**Problem to work on**
Look through the data below. Show each line where the string "reason" occurs.

"""

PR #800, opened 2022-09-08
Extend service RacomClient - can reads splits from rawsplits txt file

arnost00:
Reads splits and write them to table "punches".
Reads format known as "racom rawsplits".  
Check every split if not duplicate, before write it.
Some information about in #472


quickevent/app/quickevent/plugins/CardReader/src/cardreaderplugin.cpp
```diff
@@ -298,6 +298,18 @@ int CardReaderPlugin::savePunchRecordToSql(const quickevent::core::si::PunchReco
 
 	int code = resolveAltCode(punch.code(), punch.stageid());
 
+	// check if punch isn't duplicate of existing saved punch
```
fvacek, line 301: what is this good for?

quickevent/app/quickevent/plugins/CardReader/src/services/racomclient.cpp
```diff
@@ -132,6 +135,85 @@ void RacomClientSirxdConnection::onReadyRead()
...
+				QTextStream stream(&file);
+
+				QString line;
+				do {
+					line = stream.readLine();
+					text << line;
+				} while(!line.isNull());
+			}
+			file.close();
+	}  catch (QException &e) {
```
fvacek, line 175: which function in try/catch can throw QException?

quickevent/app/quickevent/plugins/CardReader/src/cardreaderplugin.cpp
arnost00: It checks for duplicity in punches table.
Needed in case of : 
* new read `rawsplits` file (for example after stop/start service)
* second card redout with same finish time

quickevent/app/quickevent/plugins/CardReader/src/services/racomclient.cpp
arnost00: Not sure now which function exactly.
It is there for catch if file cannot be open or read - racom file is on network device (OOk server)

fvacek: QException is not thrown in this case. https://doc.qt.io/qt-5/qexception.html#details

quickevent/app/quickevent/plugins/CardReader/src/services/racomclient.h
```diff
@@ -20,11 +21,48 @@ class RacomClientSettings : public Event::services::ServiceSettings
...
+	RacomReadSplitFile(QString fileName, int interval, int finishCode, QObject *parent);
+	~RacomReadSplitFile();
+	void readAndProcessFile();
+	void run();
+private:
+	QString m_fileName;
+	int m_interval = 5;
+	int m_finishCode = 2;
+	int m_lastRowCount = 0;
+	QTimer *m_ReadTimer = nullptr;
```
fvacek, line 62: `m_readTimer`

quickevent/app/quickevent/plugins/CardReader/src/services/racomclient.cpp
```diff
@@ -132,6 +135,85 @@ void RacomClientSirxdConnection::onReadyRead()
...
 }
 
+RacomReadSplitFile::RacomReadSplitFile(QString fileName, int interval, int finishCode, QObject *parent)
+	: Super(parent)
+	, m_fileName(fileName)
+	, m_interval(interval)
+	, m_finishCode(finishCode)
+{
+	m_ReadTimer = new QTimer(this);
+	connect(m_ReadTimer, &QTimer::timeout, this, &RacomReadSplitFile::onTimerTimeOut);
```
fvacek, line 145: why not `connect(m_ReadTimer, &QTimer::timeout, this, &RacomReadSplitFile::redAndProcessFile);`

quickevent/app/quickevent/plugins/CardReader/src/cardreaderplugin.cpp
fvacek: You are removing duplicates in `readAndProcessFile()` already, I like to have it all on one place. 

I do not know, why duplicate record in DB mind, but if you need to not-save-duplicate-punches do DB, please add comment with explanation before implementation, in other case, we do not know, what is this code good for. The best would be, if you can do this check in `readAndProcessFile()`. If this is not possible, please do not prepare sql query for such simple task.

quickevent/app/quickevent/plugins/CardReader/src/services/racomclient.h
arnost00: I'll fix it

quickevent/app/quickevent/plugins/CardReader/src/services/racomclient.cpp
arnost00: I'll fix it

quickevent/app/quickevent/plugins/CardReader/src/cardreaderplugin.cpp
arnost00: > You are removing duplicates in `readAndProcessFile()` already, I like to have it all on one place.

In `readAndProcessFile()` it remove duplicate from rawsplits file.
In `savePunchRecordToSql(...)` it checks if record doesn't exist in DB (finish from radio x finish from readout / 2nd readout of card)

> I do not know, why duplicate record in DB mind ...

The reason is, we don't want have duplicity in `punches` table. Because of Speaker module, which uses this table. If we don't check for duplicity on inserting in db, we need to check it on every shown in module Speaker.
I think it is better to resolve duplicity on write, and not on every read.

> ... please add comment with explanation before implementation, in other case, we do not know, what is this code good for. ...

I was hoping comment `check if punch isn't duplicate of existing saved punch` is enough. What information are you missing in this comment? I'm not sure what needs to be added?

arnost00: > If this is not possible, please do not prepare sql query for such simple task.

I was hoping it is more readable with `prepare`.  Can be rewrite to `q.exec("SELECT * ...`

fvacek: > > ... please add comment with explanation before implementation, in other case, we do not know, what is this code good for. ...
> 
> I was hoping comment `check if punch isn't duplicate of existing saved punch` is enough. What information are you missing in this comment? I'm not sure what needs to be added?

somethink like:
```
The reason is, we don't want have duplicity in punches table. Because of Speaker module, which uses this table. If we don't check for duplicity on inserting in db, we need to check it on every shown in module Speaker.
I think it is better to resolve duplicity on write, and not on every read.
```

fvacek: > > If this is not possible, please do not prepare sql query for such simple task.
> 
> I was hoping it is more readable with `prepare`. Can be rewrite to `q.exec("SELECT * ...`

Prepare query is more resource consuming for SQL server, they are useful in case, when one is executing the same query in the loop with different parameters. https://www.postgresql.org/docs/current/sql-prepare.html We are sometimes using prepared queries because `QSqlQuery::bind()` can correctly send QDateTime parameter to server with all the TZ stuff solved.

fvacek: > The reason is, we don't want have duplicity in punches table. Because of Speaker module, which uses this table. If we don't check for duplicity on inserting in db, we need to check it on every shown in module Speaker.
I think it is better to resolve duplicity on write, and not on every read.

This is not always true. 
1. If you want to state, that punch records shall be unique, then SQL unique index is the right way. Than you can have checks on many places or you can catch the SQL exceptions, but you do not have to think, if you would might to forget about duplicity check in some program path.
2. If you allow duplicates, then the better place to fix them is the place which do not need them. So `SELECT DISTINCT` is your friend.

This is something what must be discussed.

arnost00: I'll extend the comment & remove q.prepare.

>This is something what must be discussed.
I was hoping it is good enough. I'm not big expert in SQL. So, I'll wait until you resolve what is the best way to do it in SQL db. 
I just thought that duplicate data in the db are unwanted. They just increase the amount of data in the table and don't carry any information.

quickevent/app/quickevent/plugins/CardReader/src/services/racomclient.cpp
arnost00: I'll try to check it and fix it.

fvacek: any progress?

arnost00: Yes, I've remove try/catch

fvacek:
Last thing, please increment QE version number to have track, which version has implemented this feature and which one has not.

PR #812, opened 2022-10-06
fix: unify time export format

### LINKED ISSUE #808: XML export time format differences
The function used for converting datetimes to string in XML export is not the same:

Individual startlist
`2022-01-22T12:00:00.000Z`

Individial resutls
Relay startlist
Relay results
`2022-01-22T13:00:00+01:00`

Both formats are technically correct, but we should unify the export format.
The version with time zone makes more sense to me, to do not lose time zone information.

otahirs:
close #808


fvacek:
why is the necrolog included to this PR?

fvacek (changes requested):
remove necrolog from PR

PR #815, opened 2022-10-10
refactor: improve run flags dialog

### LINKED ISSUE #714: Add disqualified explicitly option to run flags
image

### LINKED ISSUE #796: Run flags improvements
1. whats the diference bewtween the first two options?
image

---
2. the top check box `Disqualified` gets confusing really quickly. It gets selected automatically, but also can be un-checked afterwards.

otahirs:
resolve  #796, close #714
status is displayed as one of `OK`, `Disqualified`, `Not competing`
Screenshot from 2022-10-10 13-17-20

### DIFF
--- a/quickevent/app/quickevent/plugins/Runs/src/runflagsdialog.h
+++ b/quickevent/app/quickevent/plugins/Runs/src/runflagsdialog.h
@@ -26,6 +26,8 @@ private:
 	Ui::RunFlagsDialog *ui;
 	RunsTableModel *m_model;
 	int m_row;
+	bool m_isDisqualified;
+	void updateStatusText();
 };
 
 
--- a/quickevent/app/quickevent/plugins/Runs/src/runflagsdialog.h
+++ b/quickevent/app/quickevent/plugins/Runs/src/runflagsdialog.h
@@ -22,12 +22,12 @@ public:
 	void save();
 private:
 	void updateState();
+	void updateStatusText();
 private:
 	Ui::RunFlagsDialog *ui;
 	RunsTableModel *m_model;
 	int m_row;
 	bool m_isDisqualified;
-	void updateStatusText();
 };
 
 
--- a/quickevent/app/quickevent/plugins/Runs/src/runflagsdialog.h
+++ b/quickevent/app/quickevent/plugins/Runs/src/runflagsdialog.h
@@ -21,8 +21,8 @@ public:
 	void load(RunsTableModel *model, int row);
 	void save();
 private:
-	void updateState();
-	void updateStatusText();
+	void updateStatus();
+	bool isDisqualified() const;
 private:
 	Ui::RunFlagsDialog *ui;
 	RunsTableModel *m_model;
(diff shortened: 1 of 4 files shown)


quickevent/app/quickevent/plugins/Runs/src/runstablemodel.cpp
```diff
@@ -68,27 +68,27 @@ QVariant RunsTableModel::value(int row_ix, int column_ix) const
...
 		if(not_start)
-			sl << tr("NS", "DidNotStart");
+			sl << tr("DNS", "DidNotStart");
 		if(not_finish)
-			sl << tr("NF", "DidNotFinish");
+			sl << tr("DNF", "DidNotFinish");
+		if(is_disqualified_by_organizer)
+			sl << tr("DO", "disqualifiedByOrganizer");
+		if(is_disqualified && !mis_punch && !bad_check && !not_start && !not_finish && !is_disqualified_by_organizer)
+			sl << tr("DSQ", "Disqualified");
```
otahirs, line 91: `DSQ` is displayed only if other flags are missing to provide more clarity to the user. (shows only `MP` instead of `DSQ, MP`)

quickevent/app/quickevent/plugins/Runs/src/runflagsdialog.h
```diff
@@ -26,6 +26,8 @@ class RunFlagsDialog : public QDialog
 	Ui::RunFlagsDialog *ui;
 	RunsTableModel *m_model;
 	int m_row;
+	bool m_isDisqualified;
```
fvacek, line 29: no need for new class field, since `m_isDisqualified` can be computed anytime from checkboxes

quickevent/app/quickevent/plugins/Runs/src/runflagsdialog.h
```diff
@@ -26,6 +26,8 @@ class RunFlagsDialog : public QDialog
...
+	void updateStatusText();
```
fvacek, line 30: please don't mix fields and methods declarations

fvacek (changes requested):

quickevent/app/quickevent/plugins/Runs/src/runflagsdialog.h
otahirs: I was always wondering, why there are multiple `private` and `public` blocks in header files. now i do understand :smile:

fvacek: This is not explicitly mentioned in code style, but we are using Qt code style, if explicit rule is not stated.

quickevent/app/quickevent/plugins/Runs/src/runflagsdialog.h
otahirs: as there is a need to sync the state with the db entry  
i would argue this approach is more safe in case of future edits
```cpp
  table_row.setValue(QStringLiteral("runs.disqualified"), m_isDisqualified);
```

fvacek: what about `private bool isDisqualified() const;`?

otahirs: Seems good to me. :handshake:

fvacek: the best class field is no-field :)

"""

**Response to this task**
The reason is, we don't want have duplicity in `punches` table. Because of Speaker module, which uses this table. If we don't check for duplicity on inserting in db, we need to check it on every shown in module Speaker.
The reason is, we don't want have duplicity in punches table. Because of Speaker module, which uses this table. If we don't check for duplicity on inserting in db, we need to check it on every shown in module Speaker.
fvacek: > The reason is, we don't want have duplicity in punches table. Because of Speaker module, which uses this table. If we don't check for duplicity on inserting in db, we need to check it on every shown in module Speaker.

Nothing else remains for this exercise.